Name ______________________ STA 4222/5225 Midterm Spring '01 D. Meeter
DUE: March 8
Work all problems on a separate paper. Show your work and label the answer.
This is a TEST. Do your own work. QUESTIONS? Ask me or Mr. Bain.
Questions labeled STA 5225 can be attempted by students in STA 4222 for extra credit.
The Hospital Cost Containment Board is doing a study of medical back problems which were treated in hospitals in 2000. The study is funded by a private hospital insurers association that wants to compare claims made on private insurers with the rest of the cases.
For planning purposes, 1999 data is available, which shows that there were 36,000 back claims, of which 40% involved private insurers.
An important response variable is Length of Stay (LOS) in the hospital, which in l999 averaged about 6 days, with a variance of 4. (The private cases had a variance of 3.24 and the public a variance of 3.6 .)
Plan A is an srs of n claims.
1. Choose a sample size so that the bound on the estimate of mean LOS is about 0.2 days.

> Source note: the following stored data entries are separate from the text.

PR #7544, opened 2022-08-05
Convert CommDlgExtendedError to CsWin32

elachlan:
Converted CommDlgExtendedError to CsWin32

###### Microsoft Reviewers: [Open in CodeFlow](https://portal.fabricbot.ms/api/codeflow?pullrequest=https://github.com/dotnet/winforms/pull/7544)


src/System.Windows.Forms/src/System/Windows/Forms/Printing/PrintDialog.cs
```diff
@@ -398,7 +398,7 @@ private unsafe bool ShowPrintDialog(IntPtr hwndOwner)
 
                 if (PrintDlg(ref data).IsFalse())
                 {
-                    var result = CommDlgExtendedError();
+                    var result = PInvoke.CommDlgExtendedError();
```
lonitra, line 401: It looks like this line can actually be removed since we are not using this variable anywhere.

lonitra (approved):
Looks good!

src/System.Windows.Forms/src/System/Windows/Forms/Printing/PrintDialog.cs
```diff
@@ -398,7 +398,6 @@ private unsafe bool ShowPrintDialog(IntPtr hwndOwner)
 
                 if (PrintDlg(ref data).IsFalse())
                 {
-                    var result = CommDlgExtendedError();
```
Tanya-Solyanik, line 401: Would it make sense to keep this method call and print out the result with Debug.WriteLine

elachlan: If that is what the team wants. I will make it so.

RussKie: @Tanya-Solyanik any reason not to `Debug.Assert(result == 0, ....)`?
image

elachlan: @RussKie Happy to change it, probably makes more sense.

elachlan:
build failures are caused by `Using directive is unnecessary.` They are very necessary and "remove and sort usings" doesn't remove any.

RussKie:
The compiler can't lie :) VS is forgiving - i.e., it won't break the build, but if you build from cli the build will fail, if there are any issues.
```
D:\a\_work\1\s\src\System.Windows.Forms\src\System\Windows\Forms\SaveFileDialog.cs(7,1): error IDE0005: Using directive is unnecessary. [D:\a\_work\1\s\src\System.Windows.Forms\src\System.Windows.Forms.csproj]
```

src/System.Windows.Forms/src/System/Windows/Forms/SaveFileDialog.cs
```diff
@@ -4,6 +4,8 @@
 
 using System.ComponentModel;
 using System.Runtime.InteropServices;
+using Windows.Win32;
```
RussKie, line 7: This line the compiler is complaining about

RussKie: https://github.com/dotnet/winforms/blob/247d9cb8dd7aba194cd1a85eeb5e896a0df27ea1/src/System.Windows.Forms.Primitives/src/GlobalUsings.cs#L5

elachlan: Removing that line breaks the PInvoke call @ line 157.

RussKie: @lonitra @fernandanavamoya could you please help?

src/System.Windows.Forms/src/System/Windows/Forms/Printing/PrintDialog.cs
elachlan: As I read it, correct me if I am wrong (it happens a lot). The `if` block above checks the result for `False`. So the call to this doesn't make sense, because the return value from `CommDlgExtendedError` will return `0`. So really the debug.assert should appear outside the if block and check for `!=0`.

Have I misinterpreted the documentation?

RussKie: IIUIC, this function must only be called when the dialog returned FALSE. Anything other than 0 in this case indicate an error of some kind. If the dialog returns TRUE - the call to this function returns undefined.

src/System.Windows.Forms/src/System/Windows/Forms/SaveFileDialog.cs
lonitra: > Removing that line breaks the PInvoke call @ line 157.

Have you pulled recent changes from the feature/win32 branch? The global using was a recent addition so you may not have it locally, which I suspect is the cause of this break.

src/System.Windows.Forms/src/System/Windows/Forms/Printing/PrintDialog.cs
elachlan: Okay, your suggestion makes sense then. since the Assert call only outputs when the condition is `false`. I told you I am wrong a lot!

RussKie: This happens to the best of us :)

lonitra (approved):
Thanks for adding that debug line!

src/System.Windows.Forms/src/System/Windows/Forms/Printing/PrintDialog.cs
Tanya-Solyanik: >@Tanya-Solyanik any reason not to Debug.Assert(result == 0, ....)?

Because Debug.Assert(false,..) looks strange, and Debug.Fail is too much.

And also everything should be wrapped in #if DEBUG because there is no reason to retrieve the error code in retail build

src/System.Windows.Forms/src/System/Windows/Forms/Printing/PrintDialog.cs
```diff
@@ -397,7 +398,8 @@ private unsafe bool ShowPrintDialog(IntPtr hwndOwner)
 
                 if (!PrintDlg(ref data))
                 {
-                    var result = CommDlgExtendedError();
+                    var result = PInvoke.CommDlgExtendedError();
```
Tanya-Solyanik, line 401: Consider wrapping lines 401 and 402 in #if DEBUG - there is no reason to PInvoke in the retail build

Tanya-Solyanik (approved):
Looks good, thanks.

src/System.Windows.Forms/src/System/Windows/Forms/Printing/PrintDialog.cs
```diff
@@ -397,7 +398,10 @@ private unsafe bool ShowPrintDialog(IntPtr hwndOwner)
 
                 if (!PrintDlg(ref data))
                 {
-                    var result = CommDlgExtendedError();
+#if DEBUG
+                    var result = PInvoke.CommDlgExtendedError();
+                    Debug.Assert(result == 0, $"PrintDlg returned non zero error code: {result}");
```
Tanya-Solyanik, line 403: Please remove a `using` directive for System.Diagnostics and add namespace name to the `Debug.Assert` call to fix the build.

Tanya-Solyanik (approved):

src/System.Windows.Forms/src/System/Windows/Forms/Printing/PrintDialog.cs
RussKie: Hahah, good point! Should have picked in my reviews...

PR #7545, opened 2022-08-05
removing unused GDIPlus

elachlan:
removing unused GDIPlus

###### Microsoft Reviewers: [Open in CodeFlow](https://portal.fabricbot.ms/api/codeflow?pullrequest=https://github.com/dotnet/winforms/pull/7545)


dreddy-work:
@JeremyKuhne as FYI

JeremyKuhne (approved):
This is fine to remove. This was part of investigating ways to avoid allocations with System.Drawing. I have a pending feature to implement to expose the handles in more System.Drawing types that would be necessary to go further with this.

2. Do you need to be concerned about the fpc? Why or why not?
3. In this particular study, identify or describe: response, element, population, sampling unit.
5. STA 5225: The above 1999 estimates were compiled from reports from hundreds of hospitals that summarize the data for their hospitals. Can you use similar year 2000 reports as a frame? Why/why not?

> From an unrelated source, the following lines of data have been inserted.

PR #201, opened 2020-12-02
Remove several Windows test jobs from pull requests

anonymous-akorn:
We're experiencing queuing on GHA from trying to use too many machine resources. A disproportionate chunk of this is coming from Windows and its excessive build permutations.

Android on Windows has been broken for a while - temporarily removed until fixed.

For desktop, remove 6 of the permutations, leaving the two required ones: Release-x64-static and Debug-x86-dynamic.

### DIFF
--- a/.github/workflows/desktop.yml
+++ b/.github/workflows/desktop.yml
@@ -22,16 +22,19 @@ jobs:
         architecture: ["x64", "x86"]
         python_version: [3.7]
         include:
+        # Add these Windows jobs.
         - os: windows-latest
           build_type: "Release"
           architecture: "x64"
           msvc_runtime: "static"
-          vcpkg_triplet: "windows-static"
+          vcpkg_triplet_suffix: "windows-static"
         - os: windows-latest
           build_type: "Debug"
           architecture: "x86"
           msvc_runtime: "dynamic"
-          vcpkg_triplet: "windows-static-md"
+          vcpkg_triplet_suffix: "windows-static-md"
+
+        # Specify additional parameters for these jobs.
         - os: ubuntu-latest
           msvc_runtime: "static"
           vcpkg_triplet_suffix: "linux"
@@ -39,6 +42,7 @@ jobs:
           msvc_runtime: "static"
           vcpkg_triplet_suffix: "osx"
 
+        # Don't build for x86 on MacOS.
         exclude:
         - os: macos-latest
           architecture: "x86"
--- a/.github/workflows/desktop.yml
+++ b/.github/workflows/desktop.yml
@@ -17,32 +17,30 @@ jobs:
     strategy:
       fail-fast: false
       matrix:
-        os: [windows-latest, ubuntu-latest, macos-latest]
+        os: [ubuntu-latest, macos-latest]
         build_type: ["Release", "Debug"]
         architecture: ["x64", "x86"]
-        msvc_runtime: ["static"]
         python_version: [3.7]
         include:
         - os: windows-latest
-          vcpkg_triplet_suffix: "windows-static"
+          build_type: "Release"
+          architecture: "x64"
+          msvc_runtime: "static"
+          vcpkg_triplet: "windows-static"
+        - os: windows-latest
+          build_type: "Debug"
+          architecture: "x86"
+          msvc_runtime: "dynamic"
+          vcpkg_triplet: "windows-static-md"
         - os: ubuntu-latest
+          msvc_runtime: "static"
           vcpkg_triplet_suffix: "linux"
         - os: macos-latest
+          msvc_runtime: "static"
           vcpkg_triplet_suffix: "osx"
 
         exclude:
         - os: macos-latest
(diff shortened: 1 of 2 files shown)


vimanyu:
This makes sense but I was wondering if there is any merit in also preserving the exhaustive list for "non-PR" cases? With some tricks, we could maintain the same list of configurations in desktop.yml and modify the matrix dependent on if its a PR event or not. This way, we trim the configurations for PR (or any other events) and also have an exhaustive list of configurations just incase someone wants to run them all.

Pros:
- no need to maintain a separate workflow for exhaustive list which could be useful to catch certain edge cases (for example, unit tests erroring out in Debug and not Release because of ASSERT macros).
- no need to modify the configurations in feature development branch (honestly not that big a deal because I do modify the workflow anyway to add a "push" trigger for my branch testing but this means adding more things).

Cons:
- makes the workflow more complicated and harder to follow

It probably makes more sense to keep it simple for now maintaining a trimmed list and let developers add things if they need to.

anonymous-akorn:
> This makes sense but I was wondering if there is any merit in also preserving the exhaustive list for "non-PR" cases? With some tricks, we could maintain the same list of configurations in desktop.yml and modify the matrix dependent on if its a PR event or not. This way, we trim the configurations for PR (or any other events) and also have an exhaustive list of configurations just incase someone wants to run them all.
> 
> Pros:
> 
> * no need to maintain a separate workflow for exhaustive list which could be useful to catch certain edge cases (for example, unit tests erroring out in Debug and not Release because of ASSERT macros).
> * no need to modify the configurations in feature development branch (honestly not that big a deal because I do modify the workflow anyway to add a "push" trigger for my branch testing but this means adding more things).
> 
> Cons:
> 
> * makes the workflow more complicated and harder to follow
> * no clean way of doing dynamic matrix in github actions
> 
> It probably makes more sense to keep it simple for now maintaining a trimmed list and let developers add things if they need to.

I do think we should avoid duplicating the workflow just to have different build parameters. The matrix can be populated dynamically from arbitrary JSON, which means one way to switch between matrices with complex differences is to store distinct matrices as JSON and have a simple switch in a job that runs before the rest. I did something not too dissimilar, albeit in a smaller way, in the integration test workflow to modify input parameters before storing them as matrix parameters.

On the flip side, I wonder how much value the other permutations really give us here. The two cases in this PR hit every build parameter, just not in every permutation. Do we know of concrete cases where a change could work in these two cases, but not in one of the other 6 permutations? 

Regardless, my opinion is that we should submit this change as-is to alleviate the queueing. If we want to restore the ability to hit the other permutations in a non-PR capacity, that should be addressed in a separate PR as the change will be non-trivial.

vimanyu:
I agree. Lets push this out for now and we can add the dropped permutations later if we need to.

.github/workflows/desktop.yml
```diff
@@ -17,30 +17,31 @@ jobs:
...
         architecture: ["x64", "x86"]
-        msvc_runtime: ["static", "dynamic"]
         python_version: [3.7]
         include:
         - os: windows-latest
-          vcpkg_triplet_suffix: "windows-static"
+          build_type: "Release"
+          architecture: "x64"
+          msvc_runtime: "static"
+          vcpkg_triplet: "windows-static"
```
vimanyu, line 29: I think you meant vcpkg_triplet_suffix here.

.github/workflows/desktop.yml
```diff
@@ -17,30 +17,31 @@ jobs:
     strategy:
       fail-fast: false
       matrix:
-        os: [windows-latest, ubuntu-latest, macos-latest]
+        os: [ubuntu-latest, macos-latest]
```
vimanyu, line 20: Removing windows-latest from here makes the workflow slightly less readable as we have to pay attention to the special include cases.

vimanyu (changes requested):

.github/workflows/desktop.yml
anonymous-akorn: Either special include cases, or special exclude cases. This seemed like the lesser of two evils: we'd have to include 3 exclude statements for windows, each of which hits two permutations. This way we also get to remove two additional exclude statements for dynamic msvc runtime with macos and linux. 

I was having difficulties figuring out which jobs this config queued, or how many.

.github/workflows/desktop.yml
anonymous-akorn: Whoops, good catch.

.github/workflows/desktop.yml
anonymous-akorn: I added some brief comments to the include/exclude statements to make it easier their purposes, especially to disambiguate between includes for the sake of adding jobs versus includes for the sake of adding variables to existing jobs.

vimanyu: Perfect. That should help. Thanks!

vimanyu (approved):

Plan B is a Neyman allocation of 372 claims to two strata: private, non-private.
6. How many observations would you need in each stratum?

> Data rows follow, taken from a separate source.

PR #205, opened 2020-12-07
Use an older version of binutils on Mac

jonsimantov:
Using the latest binutils causes blastdoor to create invalid Mac libraries that crash the linker. Until this is fixed in binutils, use an older version that is known to work.

Because this older version does not support thread-local storage on Mac, disable thread-local storage in our usage of websockets via a define at build time. This does not cause a problem because we only use websockets via the Firebase scheduler, which runs all websockets requests in a single worker thread.

### DIFF
--- a/.github/workflows/cpp-packaging.yml
+++ b/.github/workflows/cpp-packaging.yml
@@ -21,10 +21,6 @@ on:
 
 env:
   # Packaging prerequisites
-  # Binutils 2.35.1 released Sep 19, 2020
-  binutilsVerLinux: "2.35.1"
-  # On Mac, use an older Binutils to avoid corrupted libraries.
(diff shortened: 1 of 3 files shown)


.github/workflows/cpp-packaging.yml
```diff
@@ -67,8 +65,12 @@ jobs:
         include:
         - os: ubuntu-latest
           tools_platform: linux
+          # Binutils 2.35.1 released Sep 19, 2020
+          binutils_version: "2.35.1"
```
jonsimantov, line 69: Note: I've learned you can't use env substitution in matrix definitions, so I had to move the version numbers directly into here.

a-maurice (approved):

a-maurice (approved):

PR #208, opened 2020-12-09
Feature/linux x86 dont install if packages exist

vimanyu:
For linux x86 builds, we have to install some required i386 packages before proceeding with the build.
This is an optimization to only run these install commands if those packages dont exist already).
Avoids having the user to type in their password everytime as these commands require admin rights.

### DIFF
--- a/scripts/gha/build_desktop.py
+++ b/scripts/gha/build_desktop.py
@@ -62,21 +62,24 @@ def install_x86_support_libraries():
     packages = ('libglib2.0-dev:i386', 'libsecret-1-dev:i386')
 
     # First check if these packages exist on the machine already
-    import apt
-    cache = apt.Cache()
-    package_installed = []
     for package in packages:
-      if package in cache.keys():
-        package_installed.append(cache[package].is_installed)
-      else:
-        package_installed.append(False)
+      devnull = open(os.devnull, "w")
+      retval = subprocess.call(["dpkg", "-s", package], stdout=devnull, stderr=subprocess.STDOUT)
+      devnull.close()
+      # if package is not installed, dpkg returns a value other than 0 and in this case,
+      # we get out of this loop and install those packages.
+      if retval != 0:
+        break
+    else:
+      # If the for loop iterated without breaking, all required packages are already installed.
+      # Nothing to do. Return from the function.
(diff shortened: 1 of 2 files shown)


vimanyu:
Oh no. Looks like debian python apt package does not exist on github runners. Looking at other ways.

scripts/gha/build_desktop.py
```diff
@@ -55,14 +55,31 @@ def append_line_to_file(path, line):
...
+      # If the for loop iterated without breaking, all required packages are already installed.
+      # Nothing to do. Return from the function.
+      return
+
     utils.run_command(['apt', 'install', 'gcc-multilib', 'g++-multilib'], as_root=True)
     utils.run_command(['dpkg', '--add-architecture', 'i386'], as_root=True)
     utils.run_command(['apt', 'update'], as_root=True)
-    utils.run_command(['apt', 'install', 'libglib2.0-dev:i386'], as_root=True)
-    utils.run_command(['apt', 'install', 'libsecret-1-dev:i386'], as_root=True)
+    for package in packages:
```
jonsimantov, line 81: Bit of an optimization, both dpkg and apt install can take multiple package arguments, so you can get rid of BOTH for loops and just do subprocess.call(['dpkg', '-s'] + packages, ...) and utils.run_command(['apt', 'install'] + packages).

The dpkg will return 1 if any of the packages you specified are not installed, so that should work fine for your purposes.

jonsimantov: Also it's probably worth querying gcc-multilib in the list too, no?

vimanyu: Great tip! Didn't know there was such a convenient way to find a missing package with one command. 
Made the change and am also checking for *-multilib packages now.

jonsimantov (approved):
LGTM as long as it's okay that gcc-multilib and g++multilib are now installed before the i386 architecture is added.

vimanyu:
I think you meant that we are installing them after i386 architecture is added, which is different from what we did earlier.
I feel it should be okay as these packages dont have an architecture specific version and the tests passed on the runners. My guess is its a safe change but will keep an eye out for this.

PR #211, opened 2020-12-14
Change integration test log level to "debug"

anonymous-akorn:
Currently the logging behaviour for "debug" level logs is set to show them at the end of the integration test, if there were any failures. If the integration test prematurely ends (crash, failed assertion, or timeout), this results in them not showing up at all. In practice, this often leads to a lack of relevant logs to understand why a test didn't complete.

To fix this, the overall log level is changed from info to debug. This ensures debug logs are logged immediately, so a prematurely ended test won't prevent them from appearing.

This includes a fix to the desktop_tester script to capture logs in the event of a process timeout: previously, result.stdout was used, which doesn't get populated if the process timed out (resulting in missing logs). Instead, we access output from the error. Experimentation revealed that this output will sometimes be text, and sometimes binary: it's unclear what's responsible for this difference (possibly the encoding settings of the environment running the script). Thus we try to decode the binary, and store it as-is if it's already text.

### DIFF
--- a/scripts/gha/desktop_tester.py
+++ b/scripts/gha/desktop_tester.py
@@ -94,18 +94,26 @@ class Test(object):
   # them as fields so they can be accessed from the main thread.
   def run(self):
     """Executes this testapp."""
-    result = subprocess.run(
-        args=[self.testapp_path],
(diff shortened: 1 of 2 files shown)


vimanyu (approved):
LGTM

7. Estimate the bound B on the error of estimation. Ignore fpc.
8. Estimate the number of observations needed with srs to achieve the bound B which you got in Question 5. Comment.
9. There are three reasons for stratifying a sample. Which of them (if any) apply in this problem? Give your reasoning.
10. STA 5225: State a variable which might be on the claim file that would be a candidate for an auxiliary variable for ratio or regression estimation. State another variable that might be related to LOS that could not be used for ratio or regression estimation.
----------------------------------------------------------------------------------------------------------------------
The Florida Department of Agriculture wants to know what quantity of different types of pesticides are being used each year. They propose to take a sample of Florida farms.
10. Which of the following variables might be useful for stratification? State your reasoning.
a) age of the farm owner
b) size of farm in acres
c) county in which farm is located
d) type of crop(s) grown.
11. Several of the responses are of the form "pounds of pesticide type Z used." Explain briefly how ratio or regression estimation could be used to estimate these responses more precisely.
12. Some of the forms are returned "no longer farming". How should this be handled?
13. STA 5225: Some farms refuse to participate. What about selecting a neighboring farm to replace them? (Explain why or why not.) Name three things that you could do to keep the participation rate high.
14. In these True-False questions, BRIEFLY state why you chose True or False.
a) T F The fpc is important when the sampling fraction is large.
b) T F Sample survey methods aren't needed if you census the entire population.
c) T F If we take a larger sample from the same population (using the same method) we should expect, but we cannot guarantee, that we will get a smaller bound B.